──────── Given entries

PR #537, opened 2020-12-24
build: make fd/pandoc optional

CameronNemo:

### DIFF
--- a/res/build.sh
+++ b/res/build.sh
@@ -1,6 +1,7 @@
 #!/bin/sh
-# uses PREFIX from environment
+# uses PREFIX and BUILD_MANPAGES from environment
 : "${PREFIX:=/usr/local}"
+: "${BUILD_MANPAGES:=1}"
 
 set -e
 PATH="$PWD/res:$PATH"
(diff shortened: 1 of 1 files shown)


res/build.sh
```diff
@@ -1,6 +1,7 @@
 #!/bin/sh
 # uses PREFIX from environment
```
ericonr, line 2: Update the comment.

res/build.sh
```diff
@@ -1,6 +1,7 @@
...
 : "${PREFIX:=/usr/local}"
+: "${VDOCS_BUILD_MANPAGES:=1}"
```
ericonr, line 4: maybe just `BUILD_MANPAGES`?

CameronNemo: done

res/build.sh
CameronNemo: to what?

ericonr: `uses PREFIX and BUILD_MANPAGES from environment`

CameronNemo: done

PR #541, opened 2021-01-08
Fix link to favicon in HTML head

paper42:
before:
```
<link rel="shortcut icon" href="">
```
after:
```
<link rel="shortcut icon" href="favicon.png">
```


ericonr:
Thanks!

────────────────

All of the material above should be reproduced exactly.

PR #537, opened 2020-12-24
build: make fd/pandoc optional

CameronNemo:

### DIFF
--- a/res/build.sh
+++ b/res/build.sh
@@ -1,6 +1,7 @@
 #!/bin/sh
-# uses PREFIX from environment
+# uses PREFIX and BUILD_MANPAGES from environment
 : "${PREFIX:=/usr/local}"
+: "${BUILD_MANPAGES:=1}"
 
 set -e
 PATH="$PWD/res:$PATH"
(diff shortened: 1 of 1 files shown)


res/build.sh
```diff
@@ -1,6 +1,7 @@
 #!/bin/sh
 # uses PREFIX from environment
```
ericonr, line 2: Update the comment.

res/build.sh
```diff
@@ -1,6 +1,7 @@
...
 : "${PREFIX:=/usr/local}"
+: "${VDOCS_BUILD_MANPAGES:=1}"
```
ericonr, line 4: maybe just `BUILD_MANPAGES`?

CameronNemo: done

res/build.sh
CameronNemo: to what?

ericonr: `uses PREFIX and BUILD_MANPAGES from environment`

CameronNemo: done

PR #541, opened 2021-01-08
Fix link to favicon in HTML head

paper42:
before:
```
<link rel="shortcut icon" href="">
```
after:
```
<link rel="shortcut icon" href="favicon.png">
```


ericonr:
Thanks!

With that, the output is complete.